* What to work on
Which lines below contain the word "been"? Copy each one.
*** Task inputs Section Begins ***
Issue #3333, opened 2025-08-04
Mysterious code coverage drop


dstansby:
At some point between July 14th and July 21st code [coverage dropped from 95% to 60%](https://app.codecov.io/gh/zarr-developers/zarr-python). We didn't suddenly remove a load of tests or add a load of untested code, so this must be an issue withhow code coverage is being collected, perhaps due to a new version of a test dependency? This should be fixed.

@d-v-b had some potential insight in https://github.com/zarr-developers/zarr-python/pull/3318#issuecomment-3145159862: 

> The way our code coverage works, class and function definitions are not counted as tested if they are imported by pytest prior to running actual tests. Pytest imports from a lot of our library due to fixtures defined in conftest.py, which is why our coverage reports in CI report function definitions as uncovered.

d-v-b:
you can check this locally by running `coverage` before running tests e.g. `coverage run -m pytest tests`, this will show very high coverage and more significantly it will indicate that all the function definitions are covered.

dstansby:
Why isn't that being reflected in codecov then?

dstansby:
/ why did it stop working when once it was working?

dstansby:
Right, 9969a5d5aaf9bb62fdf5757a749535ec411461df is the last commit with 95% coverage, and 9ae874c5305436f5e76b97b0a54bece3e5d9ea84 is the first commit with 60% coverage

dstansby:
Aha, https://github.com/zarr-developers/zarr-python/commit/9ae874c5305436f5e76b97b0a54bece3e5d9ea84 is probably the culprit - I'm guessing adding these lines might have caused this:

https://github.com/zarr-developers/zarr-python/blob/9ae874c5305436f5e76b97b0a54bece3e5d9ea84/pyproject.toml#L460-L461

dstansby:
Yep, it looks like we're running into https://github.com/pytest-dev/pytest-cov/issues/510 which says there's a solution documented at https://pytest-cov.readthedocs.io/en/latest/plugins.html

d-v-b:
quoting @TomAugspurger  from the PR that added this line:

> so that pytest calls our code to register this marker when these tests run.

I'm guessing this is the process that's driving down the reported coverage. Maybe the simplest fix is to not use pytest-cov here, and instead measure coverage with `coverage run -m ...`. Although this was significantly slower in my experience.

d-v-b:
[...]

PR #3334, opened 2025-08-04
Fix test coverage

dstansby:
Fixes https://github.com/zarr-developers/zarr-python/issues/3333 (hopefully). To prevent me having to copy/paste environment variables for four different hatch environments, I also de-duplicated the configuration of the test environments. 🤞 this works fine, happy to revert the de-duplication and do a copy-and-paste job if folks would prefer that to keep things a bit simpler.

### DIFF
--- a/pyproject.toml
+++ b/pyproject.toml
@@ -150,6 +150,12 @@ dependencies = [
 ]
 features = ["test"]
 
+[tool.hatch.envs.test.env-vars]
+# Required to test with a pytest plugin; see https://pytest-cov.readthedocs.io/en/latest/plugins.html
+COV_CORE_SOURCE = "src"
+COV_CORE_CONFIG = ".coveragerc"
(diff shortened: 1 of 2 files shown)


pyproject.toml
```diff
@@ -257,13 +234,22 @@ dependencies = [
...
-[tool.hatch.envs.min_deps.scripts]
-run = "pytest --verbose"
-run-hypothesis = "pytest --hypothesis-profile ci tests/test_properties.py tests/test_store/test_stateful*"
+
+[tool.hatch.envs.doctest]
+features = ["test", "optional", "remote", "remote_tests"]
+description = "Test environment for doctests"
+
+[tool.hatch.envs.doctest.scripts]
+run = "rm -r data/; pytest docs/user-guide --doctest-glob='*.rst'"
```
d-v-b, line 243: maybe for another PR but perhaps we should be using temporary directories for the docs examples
*** Task inputs Section Ends ***
*** Task inputs Section Begins ***
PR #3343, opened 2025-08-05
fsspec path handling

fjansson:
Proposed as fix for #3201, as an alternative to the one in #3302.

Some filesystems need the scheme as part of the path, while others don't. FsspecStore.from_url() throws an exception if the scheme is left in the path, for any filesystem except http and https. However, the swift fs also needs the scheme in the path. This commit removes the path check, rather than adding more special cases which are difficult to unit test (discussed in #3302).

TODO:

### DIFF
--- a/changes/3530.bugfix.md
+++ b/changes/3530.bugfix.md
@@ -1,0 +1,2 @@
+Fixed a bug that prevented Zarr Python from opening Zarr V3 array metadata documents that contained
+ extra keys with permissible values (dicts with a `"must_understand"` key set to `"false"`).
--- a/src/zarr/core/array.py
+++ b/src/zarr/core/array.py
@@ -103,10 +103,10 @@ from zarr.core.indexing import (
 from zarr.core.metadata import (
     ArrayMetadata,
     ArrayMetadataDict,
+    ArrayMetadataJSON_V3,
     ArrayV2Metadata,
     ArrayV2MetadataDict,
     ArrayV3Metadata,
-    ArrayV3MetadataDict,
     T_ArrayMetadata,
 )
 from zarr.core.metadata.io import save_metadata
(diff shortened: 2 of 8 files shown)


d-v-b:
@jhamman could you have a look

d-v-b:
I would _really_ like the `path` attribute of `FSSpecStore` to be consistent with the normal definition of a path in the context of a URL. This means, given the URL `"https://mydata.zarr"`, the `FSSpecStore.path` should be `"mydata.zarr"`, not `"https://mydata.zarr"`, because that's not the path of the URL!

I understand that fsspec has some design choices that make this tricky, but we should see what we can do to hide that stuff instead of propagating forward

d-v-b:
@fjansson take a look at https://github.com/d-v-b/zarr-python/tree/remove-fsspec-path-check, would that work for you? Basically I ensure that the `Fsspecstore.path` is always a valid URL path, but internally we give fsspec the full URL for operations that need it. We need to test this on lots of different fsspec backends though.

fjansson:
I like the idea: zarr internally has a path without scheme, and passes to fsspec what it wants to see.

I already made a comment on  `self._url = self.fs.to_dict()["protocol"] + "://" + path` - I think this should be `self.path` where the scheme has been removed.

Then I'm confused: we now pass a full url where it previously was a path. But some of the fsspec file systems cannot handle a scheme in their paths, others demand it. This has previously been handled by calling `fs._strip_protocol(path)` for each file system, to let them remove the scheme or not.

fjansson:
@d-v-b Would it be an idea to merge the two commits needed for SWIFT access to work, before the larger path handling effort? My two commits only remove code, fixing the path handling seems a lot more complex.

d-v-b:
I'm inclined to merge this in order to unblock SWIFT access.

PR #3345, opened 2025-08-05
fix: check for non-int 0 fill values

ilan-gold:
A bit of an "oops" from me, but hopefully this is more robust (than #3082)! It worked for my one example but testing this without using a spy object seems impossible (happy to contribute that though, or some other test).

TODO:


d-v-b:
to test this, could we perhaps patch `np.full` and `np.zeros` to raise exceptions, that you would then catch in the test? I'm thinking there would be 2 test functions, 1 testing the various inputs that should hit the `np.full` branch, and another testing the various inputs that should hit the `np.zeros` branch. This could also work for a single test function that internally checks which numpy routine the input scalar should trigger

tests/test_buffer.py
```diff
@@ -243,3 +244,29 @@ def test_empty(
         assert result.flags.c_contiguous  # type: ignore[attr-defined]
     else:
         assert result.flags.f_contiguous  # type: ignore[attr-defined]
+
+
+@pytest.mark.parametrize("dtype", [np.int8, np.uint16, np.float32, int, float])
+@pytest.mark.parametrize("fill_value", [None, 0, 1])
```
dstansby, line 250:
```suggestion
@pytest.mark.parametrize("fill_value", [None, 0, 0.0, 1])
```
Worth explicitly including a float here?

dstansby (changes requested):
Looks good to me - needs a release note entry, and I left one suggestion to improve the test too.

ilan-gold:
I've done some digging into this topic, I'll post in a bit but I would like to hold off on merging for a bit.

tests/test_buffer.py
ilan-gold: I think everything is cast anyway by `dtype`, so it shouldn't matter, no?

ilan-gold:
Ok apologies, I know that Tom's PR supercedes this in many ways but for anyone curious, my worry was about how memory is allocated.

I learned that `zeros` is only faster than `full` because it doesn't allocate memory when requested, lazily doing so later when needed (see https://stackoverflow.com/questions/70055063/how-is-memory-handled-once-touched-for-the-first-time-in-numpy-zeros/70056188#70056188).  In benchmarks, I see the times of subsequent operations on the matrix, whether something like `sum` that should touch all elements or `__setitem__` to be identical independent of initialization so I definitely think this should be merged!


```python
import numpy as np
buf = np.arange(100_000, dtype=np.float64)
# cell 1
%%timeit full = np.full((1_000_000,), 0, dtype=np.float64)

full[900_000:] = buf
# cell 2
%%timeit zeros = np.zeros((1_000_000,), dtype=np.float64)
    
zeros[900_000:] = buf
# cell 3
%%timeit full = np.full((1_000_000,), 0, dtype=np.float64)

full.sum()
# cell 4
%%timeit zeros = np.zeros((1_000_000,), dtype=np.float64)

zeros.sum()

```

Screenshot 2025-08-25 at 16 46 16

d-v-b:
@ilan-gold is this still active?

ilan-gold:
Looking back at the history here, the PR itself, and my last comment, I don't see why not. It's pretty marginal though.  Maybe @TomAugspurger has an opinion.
*** Task inputs Section Ends ***
* Expected answer
I already made a comment on  `self._url = self.fs.to_dict()["protocol"] + "://" + path` - I think this should be `self.path` where the scheme has been removed.
Then I'm confused: we now pass a full url where it previously was a path. But some of the fsspec file systems cannot handle a scheme in their paths, others demand it. This has previously been handled by calling `fs._strip_protocol(path)` for each file system, to let them remove the scheme or not.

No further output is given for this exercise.